Vincent Lefèvre and I essentially agree: If a midrad implementation
uses different formats for encoding midpoint and radius, a relative
radius (with careful definition around zero) is a better choice than
an absolute radius. Also, the generic definition of the mid() and
rad() functions, as they apply to ALL interval types, should specify
the result type. It is in languages that support type overloading
where the issue could get murky, but that's probably beyond P1788.
An implementation that supports an implicit type with interesting
properties could have its own set of functions (not subject to 1788)
to exploit its features, e.g. exact midrat() and radrat() functions
for intervals with exact rational endpoints, using an appropriate
result type (e.g. a struct).
> But you didn't answer my real question: why is this restriction
> *artificial*?
I figured that if midpoint and (absolute, not relative) radius used
different precisions, the higher-precision type should be treated
as if it had the same exponent range as the lower-precision type.
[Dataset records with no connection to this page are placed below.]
PR #475, opened 2015-11-05
Add default indent if not env variable not set

henryiii:
This tiny PR adds a default indent if indent is not set. Was trying to fix the error in 0.2.2, but found it was already fixed; this does help though if the user does not have `INDENT` set in `.xonshrc`.

### DIFF
--- a/xonsh/prompt_toolkit_key_bindings.py
+++ b/xonsh/prompt_toolkit_key_bindings.py
@@ -31,12 +31,12 @@ def load_xonsh_bindings(key_bindings_manager):
         If there are only whitespaces before current cursor position insert
         indent instead of autocompleting.
         """
-        event.cli.current_buffer.insert_text(env.get('INDENT'))
+        event.cli.current_buffer.insert_text(env.get('INDENT', '    '))
 
     @handle(Keys.BackTab)
     def insert_literal_tab(event):
         """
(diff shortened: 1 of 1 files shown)


scopatz:
Thanks for putting this in @henryiii, but it is unnecessary because the env object overrides the `get()` method [as you can see here](https://github.com/scopatz/xonsh/blob/master/xonsh/environ.py#L292) to apply its own set of known defaults.  This was done in order to prevent having to repetitively specify the same default in many places across the code base. Now, the default only need to be given once and `get()` with no additional arguments will handle the rest.

henryiii:
But the default doesn't put in any space at all, it that intentional? I noticed that it was a special `.get`.

scopatz:
The default is a four space string as you can see here https://github.com/scopatz/xonsh/blob/master/xonsh/environ.py#L136

scopatz:
If you are on windows using cmd.exe there is a known issue with not indenting

henryiii:
Oh, I see what you are saying. I think I was originally using tab on an empty line, which seems to have a different behavior in master. I realized that, but not after I thought I'd tested the master version. (I'm on Mac atm)

henryiii:
Looks good, I'll close this PR. Thanks!

scopatz:
Thanks!

PR #476, opened 2015-11-06
Correct handling of negative history indexes.

krader1961:
Fix the handling of negative history indexes where a slice specification
is involved. Negative indexes not part of a slice specification worked by
accident because the argparse module (see section "16.4.4.3 Arguments
containing --") treats such values as positional arguments (which is a
misfeature of argparse in my opinion). I've also added unit tests for
"history show" to keep this from being broken in the future.

### DIFF
--- a/tests/test_history.py
+++ b/tests/test_history.py
@@ -1,12 +1,15 @@
 """Tests the xonsh history."""
 from __future__ import unicode_literals, print_function
+import io
 import os
+import sys
 
 import nose
 from nose.tools import assert_equal, assert_true
 
 from xonsh.lazyjson import LazyJSON
 from xonsh.history import History, CommandField
+from xonsh import history
 
 HIST_TEST_KWARGS = dict(sessionid='SESSIONID', gc=False)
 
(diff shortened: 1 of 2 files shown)


tests/test_history.py
```diff
@@ -68,5 +71,75 @@ def test_cmd_field():
     yield assert_equal, None, hist.outs[-1]
     os.remove(FNAME)
 
+def test_show_cmd():
+    FNAME = 'xonsh-SESSIONID.json'
+    FNAME += '.show_cmd'
+    cmds = ['ls', 'cat hello kitty', 'abc', 'def', 'touch me', 'grep from me']
+
+    def FormatHistLine(idx, cmd):
```
scopatz: PEP8: functions should be named with `lowercase_with_underscores`

tests/test_history.py
```diff
@@ -68,5 +71,75 @@ def test_cmd_field():
...
+        return ' {:d}  {:s}\n'.format(idx, cmd)
+
+    def TestShowCmd(hist_args, commands, base_idx=0, step=1):
```
scopatz: same here.

xonsh/history.py
```diff
@@ -287,16 +288,16 @@ def _create_parser():
...
     subp = p.add_subparsers(title='action', dest='action')
     # show action
     show = subp.add_parser('show', help='displays current history, default action')
     show.add_argument('-r', dest='reverse', default=False, action='store_true',
                       help='reverses the direction')
-    show.add_argument('n', nargs='?', default=None, 
-                      help='displays n current history entries, n may be an int or use '
-                           'Python slice notation')
+    show.add_argument('n', nargs='?', default=None,
+                      help='display n\'th history entry if n is a simple int, '
```
scopatz: is `th` supposed to be `the`?

scopatz:
This looks great to me @krader1961! And many thanks for putting in the unit tests.  There are just a few topical changes to make...

xonsh/history.py
krader1961: Nope, it's supposed to be "n'th" as in "1st", "2nd", "3rd", "4th", etc. The original help implies that "history show 5" shows the five most recent history entries when in fact it shows #5 (i.e., the sixth).

scopatz: Ahhh I usually see this as just `nth`. This is fine then.

scopatz:
Is this ready to go in, now?

krader1961:
> Is this ready to go in, now?

Sadly, no. Changing the signature of history.main (by adding the `hist` kwarg) breaks the history command:

__Expected callable with 2 or 4 arguments, not 3__

So I need to take a look at how the `main` functions are invoked and adapt my change to that API.

scopatz:
Ahh, yeah, I was wondering if that was going to be a problem. I guess that it is.  This main function needs to follow the same rules as other aliases - see http://xonsh.org/tutorial.html#aliases

To get this to work, I would anticipate that you would need a wrapper function that looks like the following.

```python
def main_with_hist(args=None, stdin=None, hist=None):
    old, __xonsh_history__ = __xonsh_history__, hist or __xonsh_history__
    rtn = main(args=args, stdin=stdin)
    __xonsh_history__ = old
    return rtn
```

tests/test_history.py
krader1961: Oops. Sorry about that. My employer uses a modified PEP8 style where function names are in camel-case. Fixed.

krader1961:
Okay, this is ready to merge. Unit tests pass and using it interactively produces the expected results.

scopatz:
Thanks a million @krader1961!

PR #480, opened 2015-11-08
installation of jupyter hook to given destination

Dundee:
Installation on Archlinux using AUR does not work, because destination dir of jupyter hook cannot be changed.


scopatz:
Thanks a ton!

Dundee:
Great, thanks!

PR #482, opened 2015-11-09
Mention where the Arch linux package can be found

migueldvb:
There are many tools to download packages from the Arch User Repository apart from the ones included in the installation instructions.


scopatz:
Thanks!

I call that an "artificial" restriction because it is not natural.
Use of double+double for midpoint and plain double for radius does
not raise this issue because the exponent range is the same. This
would also be the case for S/360 HFP.
> > >> My other concern is with the last sentence. I suppose it is
> > >> possible (at Level 3) to encode Empty, Entire and semi-unbounded
> ¬¬¬¬¬¬
> > >> intervals, e.g. by using selected negative values for the radius.
> > >
> > > That would be Level 4 (Level 3 is still quite abstract). And it
> > > depends on whether the radius field can hold negative numbers.
> >
> > If a midrad type encodes semi-unbounded intervals with a defined finite
> > endpoint, I don't care HOW it encodes this.
>
> You were talking about the encoding above.
Different uses of "encode". The one at level 4 is the actual encoding.
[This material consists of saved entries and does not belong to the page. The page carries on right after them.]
PR #489, opened 2015-11-10
Make history module mostly lint clean.

krader1961:
This fixes most of the lint errors in the history code. It also fixes two bugs
that were found by pylint due to misnamed variables. This patch does not make
any functional changes. I'll fix the remaining lint errors in a subsequent
patch when I tackle cross-module issues.

### DIFF
--- a/tests/test_history.py
+++ b/tests/test_history.py
@@ -1,96 +1,103 @@
 """Tests the xonsh history."""
+# pylint: disable=protected-access
 from __future__ import unicode_literals, print_function
 import io
 import os
 import sys
 
 import nose
-from nose.tools import assert_equal, assert_true
+from nose import tools as nose_tools
 
-from xonsh.lazyjson import LazyJSON
-from xonsh.history import History, CommandField
+from xonsh import lazyjson
 from xonsh import history
 
 HIST_TEST_KWARGS = dict(sessionid='SESSIONID', gc=False)
 
-
 def test_hist_init():
+    """Test initialization of the shell history."""
     FNAME = 'xonsh-SESSIONID.json'
     FNAME += '.init'
-    hist = History(filename=FNAME, here='yup', **HIST_TEST_KWARGS)
-    with LazyJSON(FNAME) as lj:
+    history.History(filename=FNAME, here='yup', **HIST_TEST_KWARGS)
+    with lazyjson.LazyJSON(FNAME) as lj:
         obs = lj['here']
-    assert_equal('yup', obs)
+    yield nose_tools.assert_equal, 'yup', obs
     os.remove(FNAME)
 
 
 def test_hist_append():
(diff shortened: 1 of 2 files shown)


tests/test_history.py
```diff
@@ -1,96 +1,103 @@
 """Tests the xonsh history."""
+# pylint: disable=protected-access
 from __future__ import unicode_literals, print_function
 import io
 import os
 import sys
 
 import nose
-from nose.tools import assert_equal, assert_true
+from nose import tools as nose_tools
```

What I was talking about later was essentially a level-2 way of returning
more information than simply NaN -- no applicable radius:
>> What I'm talking about is what the rad() function should return for
>> semi-unbounded intervals and for Empty -- irrespective of encoding.
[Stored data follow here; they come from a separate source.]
PR #490, opened 2015-11-11
add open in editor to prompt_toolkit_shell

### LINKED ISSUE #445: Add 'edit and execute command` function
bash and zsh (and I'm sure others) have an edit and execute command that is invoked with Ctrl-e + Ctrl-x which opens the current contents of the command prompt in the system editor.  Edits made to the command are then run on save and quit.  

It could be this functionality is already baked in and I'm missing it?  In any case, it's especially handy for longer commands -- and given xonsh's multi-line input capabilities this seems like a good fit.

Thoughts?

gforsyth:
h/t @jonathanslenders

When using the prompt_toolkit shell, user can press Ctrl-X Ctrl-E to
open the current line in $EDITOR.

Limitations -- it can only open the _current_ line, so if you are
already in a multiline prompt, you can't edit what is already entered in
lines above.

However, you can enter multiline commands in the editor and these are
correctly interpreted by xonsh (assuming correct syntax, etc)

Resolves #445

### DIFF
--- a/xonsh/prompt_toolkit_shell.py
+++ b/xonsh/prompt_toolkit_shell.py
@@ -48,6 +48,7 @@ class PromptToolkitShell(BaseShell):
         self.pt_completer = PromptToolkitCompleter(self.completer, self.ctx)
         self.key_bindings_manager = KeyBindingManager(
             enable_auto_suggest_bindings=True,
+            enable_open_in_editor=True,
             enable_search=True, enable_abort_and_exit_bindings=True)
         load_xonsh_bindings(self.key_bindings_manager)
 


krader1961:
FWIW, While I think this is an important step in the right direction, and therefore gave it a "looks good to me" (LGTM), there really needs to be proper support for multi-line statements. If an issue isn't already open regarding editing multi-line statements please create one.

jonathanslenders:
Multi-line editing has to be approached differently in Xonsh itself. Currently the input is read as several individual single line inputs. Each time enter is pressed, a new line is read.

For the prompt-toolkit shell, we have to pass 'multiline=True' to the get_input function (which has been renamed to 'prompt', a while ago). Currently I'm not entirely sure what the best way is to display the dots for the indentation. (I will have a look into that again.) It should be possible.

Important will be to add a custom key binding for the Enter key. In multiline mode, enter will always insert newlines rather than accepting the input. In our case, we need enter to insert a newline when the input is incomplete (e.g. when a closing parentheses is missing), otherwise we should accept the input. If we don't do this, it will always be required to press Meta+Enter for accepting the input.

scopatz:
Thanks @gforsyth!  

Also note that even though the shell will glue individual lines together for multiline statements, you can also just pass it (`BaseShell.default()`) a single string that is the multiline statement that have been previously assembled.  This should hopefully make multiline input with ptk much easier. Not sure about the dots part though...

Logically, rad() could return an ENUM to explain why there is no
applicable radius, or the radius (a nonnegative value) is there is one.
But those are two different types in most languages (the exception is
languages where everything is a string of characters, e.g. Rexx). I
was just pointing out that since a radius is non-negative, if it is
returned as a floating-point number, its interpretation can easily be
overloaded (without violating most languages' type) as I suggested.
> Or it could be undefined (at Level 1), which would mean NaN (at Level 2).
Right -- but we could also avoid a loss of information. It would be very
easy to write code such as: (in C)
r = rad(xx);
m = mid(xx);
if (r < 0) then switch (r) { /* Unusual case */
case -1: /* Handle empty */
case -2: /* Semi-bounded; m = upper endpoint */
case -3: /* Semi-bounded; m = lower endpoint */
}
There is a similar case in dealing with decomposition of floating-point
numbers in a manner that avoids NaN-caused exceptions: Extract Biased
Exponent, which returns a non-negative biased exponent, or conventional
values -1, -2 or -3 to denote Inf, QNaN and SNaN.
Michel.
---Sent: 2012-01-19 20:10:33 UTC